SECTION 8.  Grant of Options.  Each person who is a Participant on the first day of an Option Period will as of such day be granted an Option for such Option Period, and the number of whole shares of Stock subject to such Option shall be the maximum number of shares of Stock the Participant can purchase during the applicable Option Period, as calculated in accordance with the next sentence (subject to any adjustments in accordance with Section 17 of the Plan).  Such Option will be for the number of whole shares of Stock determined by dividing (i) an amount equal to 15% of such Participant’s Compensation payable during the applicable Option Period (assuming continued employment throughout such Option Period) at the rate in effect on the first day of the applicable Option Period by (ii) 85% of the Fair Market Value of a share of Stock as of the first day of the applicable Option Period and disregarding any fractional shares.

In the event the total maximum number of shares of Stock for which Options would otherwise be granted in accordance with this Section 8 under any offering hereunder exceeds the number of shares of Stock offered or available under the Plan, the Company shall reduce the maximum number of shares of Stock for which Participants may be granted Options to allot the shares of Stock available in such manner as it shall determine, but generally pro rata, and shall grant Options to purchase only such reduced number of shares of Stock.  In such event, the payroll deductions to be made pursuant to the authorizations therefor shall be reduced accordingly (without regard to the otherwise applicable minimum contributions) and the Company shall give written notice of such reduction to each Participant affected thereby.

Notwithstanding the foregoing, no Participant may be granted an Option to purchase shares of Stock under the Plan which, when aggregated with his or her rights to purchase shares of Stock under all other stock option plans of the Company and its affiliates, including Scientific Games Corporation, pursuant to Section 423 of the Code, would permit such Participant to purchase shares of Stock with a Fair Market Value (determined as of the first day of the applicable Option Period) in excess of $25,000 in any calendar year.

SECTION 9.  Purchase Price.  The purchase price for shares of Stock issued pursuant to the exercise of an Option will be 85% of Fair Market Value as of the day on which the Option is deemed exercised.  The purchase price for shares of Stock purchased pursuant to the Plan will be payable only by means of payroll deductions as provided herein.
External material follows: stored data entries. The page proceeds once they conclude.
PR #671, opened 2021-06-24
Added new Pod task identity endpoint to the titus-imds

solarkennedy:
This new taskPodIdentity endpoint is very similar to the
existing taskIdentity endpoint, except instead of providing
containerinfo, it provides a full pod. This will provide
for attesting task identity based on containers (plural)
instead of containers.

Additionally, by providing the whole pod, we can just let
Security (metatron) do whatever they want based on the pod
object, no changes needed on our side.

The downside is that the pod object isn't quite as structured
when it comes to the metadata that metatron wants. Any consumer
of this pod will have to parse the annotation strings.

Another potential security issue here is that we are now exposing
the pod object to the pod processes! It may be a slippery slope
if we make this a public api to other consumers.

Another potential issue is that this pod object is loaded on titus-imds
start, and frozen. We don't reload the json, even though things like
podstatus do get updated in that file. They may be confusing?

Until this is finalized, I made the loading of this object not-fatal
to the imds. If there is any error, the show will go on.


metadataserver/identity.go
```diff
@@ -41,6 +43,43 @@ func (ms *MetadataServer) generateTaskIdentity() *titus.TaskIdentity {
...
+func (ms *MetadataServer) generateTaskPodIdentity() (*titus.TaskPodIdentity, error) {
+	s := int64(time.Now().Second())     // from 'int'
+	n := int32(time.Now().Nanosecond()) // from 'int'
+	now := &timestamp.Timestamp{Seconds: s, Nanos: n}
+	taskStatus := titus.TaskInfo_RUNNING
+
+	if ms.pod == nil {
+		return nil, fmt.Errorf("No pod object available to marshal as a task identity")
+	}
+	podData, err := proto.Marshal(ms.pod)
```
JackOfMostTrades, line 55: Was this the bit that was supposed to be the k8s wire format rather than the proto encoded?

solarkennedy: Wait, I thought proto-encoded *was* the wire format?

JackOfMostTrades: Nope, they've got some whole envelope scheme for their wire format with a magic header: https://kubernetes.io/docs/reference/using-api/api-concepts/#protobuf-encoding

From their docs:

> If you want to store or interact with proto-formatted Kubernetes API objects, we recommend using the "official" serialization stack in k8s.io/apimachinery. Directly serializing these types to proto will not result in data that matches the wire format...

solarkennedy: Oh wow. I missed that on the first read.

Gosh, it is just the two of us here, we are not building an api for the whole world.
I don't think we have any need for that wrapping.
Can we get away with just one layer of serialization? We don't need to literally match the wire format between kubelet and api server here.

JackOfMostTrades: Yea, I mean, I guess it goes against that k8s recommendation of not using the messages directly, but I kind of feel like it doesn't really apply here? But in that case this serialization to bytes seems unnecessary; should the `TaskPodIdentity` message just embed the `Pod` field as the k8s `Pod` message rather than bytes?

solarkennedy: That part no, I don't think so, because it would mean... we would have to bump the software any time there is a protobuf change in the pod spec (which we don't control).

But then again, we kinda do. The pod object we are serializing in the first place comes from our golang k8s client libs. 

I'm not super sure. I just don't have that much experience with protobufs to be sure if this is a good idea or now.
Maybe @sargun might now what is best here?

Certainly putting the pod as bytes in this field I think is "safe". The pod will change, and when it does, we won't have to rebuild any of *our* protos at all. Even you won't either. Your side will have to upgrade to later version of k8s client libs as we upgrade (+/- one version as we go), but that is inevitable if you are sucking in pod objects.

Double wrapping the pod object in another proto? That seems not needed for us here. Heck we are *already* doing that with this task ident proto!

JackOfMostTrades: Making the field `bytes` or `Pod` yields the same thing on the wire so I suppose it doesn't actually make a difference to how we'll consume it. It would just save you a step serializing to bytes explicitly.

sargun: So, I strongly recommend not using proto, as the proto serialization / deserialization isn't 100% compatible with the Kubernetes serialization / deserialization (for example, IIRC, you can have defaults in the kubernetes spec). 

I think (and I say this with a sense of depression), the easiest way to do this is to turn TaskPodIdentity into a CRD, and register it, and use the Kubernetes serialization libraries.

solarkennedy: Waaaaa?

This sounds way overkill. We don't wire-protocol compatibility here, we are not talking to the api server. 
Heck I could just `cat pod.json` and stick that in the `bytes`! All we really need is some way for someone to see what the current pod object is.

sargun: You definitely can serialize the pod object to json (or literally cat pod.json), and stuff it into a string / bytes. I think that's a good idea.

cmd/titus-metadata-service/main.go
```diff
@@ -91,6 +93,30 @@ func readTaskConfigFile(taskID string) (*titus.ContainerInfo, error) {
...
 
+func readTaskPodFile(taskID string) (*corev1.Pod, error) {
+	if taskID == "" {
+		log.Errorf("task ID is empty: can't read pod config file")
+		return nil, fmt.Errorf("task ID env var unset: %s", taskInstanceIDEnvVar)
+	}
+
+	// This filename is from VK, which is /run/titus-executor/$namespace__$podname/pod.json
+	// We only use the default namespace, so we hardcode it here.
+	confFile := filepath.Join("/run/titus-executor/default__", taskID, "pod.json")
```
rgulewich, line 104: It would be kinda nice if this path was abstracted behind a function somehow, or a constant somewhere - wouldn't this also be used in the titus-vk implementation?

metadataserver/identity.go
rgulewich: JSON-ified pod stuffed into bytes seems reasonable, as long as @JackOfMostTrades is cool with that.

JackOfMostTrades: As long as I can parse it back out easily enough in Java I'm fine with that. Hopefully using some k8s library so that I can get it into a POJO. I'm guessing that this would just match the proto JSON format?

rgulewich (approved):

metadataserver/identity.go
solarkennedy: `POJO` ?

JackOfMostTrades: [Plain old java object](https://en.wikipedia.org/wiki/Plain_old_Java_object#JavaBeans)

cmd/titus-metadata-service/main.go
solarkennedy: I agree.

There *is* some code in VK that does this calculation. The only weirdness is that it assumes you *already* have the pod object. Here we only know the taskid. Eh.

@sargun would it be ok to import executorapi in here from VK? Or would it be better just to hard code this path?

metadataserver/identity.go
```diff
@@ -52,7 +52,7 @@ func (ms *MetadataServer) generateTaskPodIdentity() (*titus.TaskPodIdentity, err
 	if ms.pod == nil {
 		return nil, fmt.Errorf("No pod object available to marshal as a task identity")
 	}
-	podData, err := proto.Marshal(ms.pod)
+	podData, err := json.Marshal(ms.pod)
```
JackOfMostTrades, line 55: Do you need to use [protojson](https://pkg.go.dev/google.golang.org/protobuf/encoding/protojson) instead of json?

> This package produces a different output than the standard "encoding/json" package, which does not operate correctly on protocol buffer messages.

solarkennedy: Gosh. I don't know.
That isn't how this pod object is written down on disk in the first place, it is just normal json?

protojson.marshal() requires a proto message in the first place, which I don't have.

I can skip the marshaling step entirely and give you the *literal* bytes on disk, but again, that is just normal json, not protojson.

JackOfMostTrades: /me so confused

If `ms.pod` isn't a proto message how would `proto.Marshal(ms.pod)` have worked?

solarkennedy: ms.pod is just a golang object of the pod struct.

`proto.Marshal(ms.pod)` works and turns it into bytes for transport. It somehow knows how to work with any interface (struct)

`json.Marshal(ms.pod)` works because the struct has `json:` annotations so it knows how to make a json byte string.

Keep in mind the json I'm working with on disk is just plain old json:
https://github.com/Netflix/titus-executor/blob/6c1a85add201991ef72ca7e97fda9dc485e77ad1/vk/backend/backend.go#L275

I'm using plain json load to read it in the first place. It can't have that much secret sauce?

metadataserver/identity.go
sargun: This approach sounds good to me.

metadataserver/identity.go
solarkennedy: Got confirmation from @sargun that it won't be possible to use jsonpb in this case, because we don't have the original proto.

PR #672, opened 2021-06-28
Make prefix length of IPv6 addresses the same

sargun:
Right now, there's a bug where if we assign an address using
new IPv6 addresses on an interface, we install a /64, versus
a /128.


solarkennedy:
Huh, is it really that easy?

solarkennedy (approved):

PR #673, opened 2021-06-28
Refactor logic around log / filesystem watcher shutdown

sargun:
1. This changes where the final upload occurs, from a call stack
   perspective. This is so the Zipkin traces look "right".
2. This removes the duplicated upload logic from the final
   upload function, again, so we can get a per-file breakdown
   of uploads.

### DIFF
--- a/executor/runner/runner.go
+++ b/executor/runner/runner.go
@@ -326,6 +326,7 @@ func (r *Runner) doShutdown(ctx context.Context, lastUpdate update) { // nolint:
 
 	ctx, span := trace.StartSpan(ctx, "doShutdown")
 	defer span.End()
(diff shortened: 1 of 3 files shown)


executor/runner/runner.go
```diff
@@ -326,6 +326,7 @@ func (r *Runner) doShutdown(ctx context.Context, lastUpdate update) { // nolint:
 
 	ctx, span := trace.StartSpan(ctx, "doShutdown")
 	defer span.End()
+	span.AddAttributes(trace.BoolAttribute("wasKiled", r.wasKilled()))
```
solarkennedy, line 329: thank you for this, it is helpful

alekar (approved):

PR #674, opened 2021-06-30
No reset generation

sargun:


solarkennedy (approved):
Do you think "3" is the last generation here? You don't think we'll need room for 4?

sargun:
Hopefully we wont need 4....but I'm not ruling it out. The thing is all new trunk ENIs have generation set at the time of creation.

PR #675, opened 2021-06-30
When IPv6 is enabled, use IPv6 AWS DNS server

sargun:


executor/runtime/docker/docker.go
```diff
@@ -391,6 +391,14 @@ func (r *DockerRuntime) mainContainerDockerConfig(c runtimeTypes.Container, bind
 		Runtime: c.Runtime(),
 	}
 
+	if r.c.AssignIPv6Address() {
+		if r.c.SeccompAgentEnabledForNetSyscalls() {
+			hostCfg.DNS = []string{"fd00:ec2::253"}
+		} else {
+			hostCfg.DNS = []string{"fd00:ec2::253", "169.254.169.253"}
```
solarkennedy, line 398: This will impact existing dual-stack titus apps in production, which is fine?

solarkennedy (approved):

executor/runtime/docker/docker.go
sargun: It's fine. I think.

PR #678, opened 2021-07-07
Transition NS Work

sargun:
This is the first commit of adding the transition namespace related code.

I'm going to wait for @solarkennedy to merge https://github.com/Netflix/titus-executor/pull/617 and then merge this after. Right now, this is somewhat of a placeholder PR.


sargun:
Service side TODOs so far:
* Finish server side GC / freeing of transition namespaces
* Make sure GC code doesn't accidentally clean up transition namespaces in soft GC mode

vpc/proto/vpc.proto
```diff
@@ -157,6 +159,13 @@ message AssignIPResponseV3 {
         // burst is the HTB class's ceil in bits per second
         uint64 burst = 2;
     }
+    message TransitionAssignment {
+        string assignmentId = 1;
+        // TODO: Add mark.
```
solarkennedy, line 164: What kind of mark?

vpc/service/assign_addresses_v3.go
```diff
@@ -668,45 +679,64 @@ func addDefaultRoute(ctx context.Context, jumbo bool, ass *vpcapi.AssignIPRespon
 			},
 		}
 	}
+
+	if ass.TransitionAssignment != nil {
+		// Transition assignment takes a slightly conservative stance
+		ass.TransitionAssignment.Routes = []*vpcapi.AssignIPResponseV3_Route{
+			{
+				Destination: "0.0.0.0/0",
+				Mtu:         1500,
```
solarkennedy, line 688: Can we just do the same jumbo logic with v4 as we do with v6?

Or does the fact that it is shared mean we must stick to a common denominator ?

vpc/service/assign_addresses_v3.go
```diff
@@ -719,21 +749,25 @@ func (vpcService *vpcService) assignIPsToENI(ctx context.Context, req *vpcapi.As
 		_ = tx.Rollback()
 	}()
 
-	err = lockAssignment(ctx, tx, ass.assignmentID)
+	_, err = lockAssignment(ctx, tx, ass.assignmentID)
```
solarkennedy, line 752: It's weird to me that `lockAssignment` now returns and assignment, but we don't care about it?
Unless it is a transition assignment, then we do? What is up with that?

vpc/service/db/migrations/31_transition_assignments.up.sql
```diff
@@ -0,0 +1,22 @@
+START TRANSACTION;
+alter table assignments
+    add is_transition_assignment bool default false not null;
+
+alter table assignments
+    add transition_assignment bigint;
+
+-- This prevents GC of assignment, but if the association is deleted
```
solarkennedy, line 8: Heh, I don't know enough sql to know if this is a good idea.

solarkennedy (commented):
Ready to rebase

vpc/service/assign_addresses_v3.go
sargun: lock assignment always queried the assignment. It also keeps a pessimistic lock on it for non-serializable transactions. This prevents two people from trying to assign IPs to it. It returns a "special" form of assignment (in case there's a race here). I don't really want to create *another* function that does the same thing (locks the assignment), so it seems like a good place to do two birds with one stone.

vpc/proto/vpc.proto
sargun: I decided the best way to handle bandwidth limiting would be to set SO_MARK on the sockets. The TSA would need to know on a container-by-container basis the mark to use when it injects the socket. 

This is a longer-term: TODO.

vpc/service/assign_addresses_v3.go
sargun: The latter.

vpc/service/assign_addresses_v3.go
```diff
@@ -668,45 +679,64 @@ func addDefaultRoute(ctx context.Context, jumbo bool, ass *vpcapi.AssignIPRespon
...
+		ass.TransitionAssignment.Routes = []*vpcapi.AssignIPResponseV3_Route{
+			{
+				Destination: "0.0.0.0/0",
+				Mtu:         1500,
+				Family:      vpcapi.AssignIPResponseV3_Route_IPv4,
+			},
+			{
+				Destination: "::/0",
+				Mtu:         1500,
+				Family:      vpcapi.AssignIPResponseV3_Route_IPv6,
```
solarkennedy, line 694: Why do we need v6 routes on the transition interface?

vpc/service/assign_addresses_v3.go
```diff
@@ -786,10 +823,41 @@ func (vpcService *vpcService) assignIPsToENI(ctx context.Context, req *vpcapi.As
...
+		resp.Ipv4Address, err = assignArbitraryIPv4AddressV3(ctx, tx, iface, maxIPAddresses, ass.subnet.cidr, ass.branch, ass.branchENISession)
+		if err != nil {
+			span.SetStatus(traceStatusFromError(err))
+			return nil, err
+		}
+	case *vpcapi.AssignIPRequestV3_TransitionRequested:
+		resp.TransitionAssignment = &vpcapi.AssignIPResponseV3_TransitionAssignment{
+			AssignmentId: transitionAss.assignmentID,
+		}
+		if transitionAss.ipv4addr.Valid {
```
solarkennedy, line 835: What is this case here, that the transition interface already has an IP?

vpc/tool/assign3/assign_network.go
```diff
@@ -179,6 +182,8 @@ func doAllocateNetwork(ctx context.Context, instanceIdentityProvider identity.In
 		}
 	} else if shouldAssignV4 {
 		assignIPRequest.Ipv4 = &vpcapi.AssignIPRequestV3_Ipv4AddressRequested{Ipv4AddressRequested: true}
+	} else if args.NetworkMode == titus.NetworkConfiguration_Ipv6AndIpv4Fallback.String() {
```
solarkennedy, line 185: woot!

solarkennedy (approved):

vpc/service/assign_addresses_v3.go
sargun: Right, because we can race between "associating" the assignment with a transition NS (and allocating that transition ns), and assigning an IP to it. If two assignments simultaneously generate a lock to the same assignment NS and one adds the IP, the other doesn't need to readd the IP.

vpc/service/assign_addresses_v3.go
sargun: This is laziness :(

PR #8905, opened 2021-06-19
fix: Fix set_variable not holderifying (fixes #8904)

### LINKED ISSUE #8904: ERROR: Argument gobject/glib-mkenums of type File is not held by an ObjectHolder.
**Describe the bug**
master branch fails to build glib 2,64.1
```
gobject/meson.build:99:0: ERROR: Argument gobject/glib-mkenums of type File is not held by an ObjectHolder.

```

**To Reproduce**
1. get the source code of glib 2.64.1 (or switch to git tag 2.64.1)
2. run `meson build` using latest meson from master branch
3. above error

**Expected behavior**
no error

**system parameters**
* Is this a [cross build](https://mesonbuild.com/Cross-compilation.html) or just a plain native build (for the same computer)? native
* what operating system (e.g. MacOS Catalina, Windows 10, CentOS 8.0, Ubuntu 18.04, etc.) arch linux (parabola)
* what Python version are you using e.g. 3.8.0: 3.9.5
* what `meson --version` latest master branch
* what `ninja --version` if it's a Ninja build N/A

mensinda:


jpakkane:
@xclaesse can you confirm if this fixes the issue for you?

mensinda:
@jpakkane: All three PRs (so also #8912) is required to build gst-build with `-Ddefault_library=both`.

jpakkane:
Both with all of those, it has been confirmed to work?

SECTION 10.  Exercise of Options.

(a)          Each employee who is a Participant on the last day of an Option Period will be deemed on such day to have exercised, to the extent of such Participant’s withholding, the Option granted to him or her for that Option Period (such date, the “Purchase Date”).  The exercise shall be for the purchase of the maximum number of whole shares of Stock subject to the Option which can be purchased with the entire withholding amount in the Participant’s account, but not to exceed the number of shares determined under Section 8 of the Plan.  In the event that the amount of the Participant’s withholding is in excess of the total purchase price for the shares of Stock so issued, the balance of the account shall be returned to the Participant, provided, that if such excess amount is less than the purchase price of one share of Stock, such excess amount shall be retained by the Company in the Participant’s withholding account and shall be available for application toward the purchase price of shares of Stock in a subsequent Option Period.  The entire balance of the Participant’s withholding account following the final Option Period shall be returned to the Participant.

3



(b)          As promptly as practicable after the end of the Option Period, the Company will deliver the shares purchased upon exercise of the Option to a brokerage firm, as may be designated by the Committee from time to time, which will hold shares in individual accounts established for the benefit of each Participant.  The brokerage account may be in the name of the Participant or, if such Participant so indicates on the appropriate form, in the Participant’s name jointly with another person, with right of survivorship.  A Participant may not transfer (other than by inheritance) any shares of Stock acquired by such Participant under this Plan for six months following the date such shares are issued to such Participant, unless the Committee determines otherwise.  Any stock certificates issued to a Participant representing the shares of Stock so purchased shall bear a legend referring to this restriction on transfer.  Any attempt to transfer any shares of Stock acquired under this Plan other than in accordance with this Plan shall be considered null and void and of no effect.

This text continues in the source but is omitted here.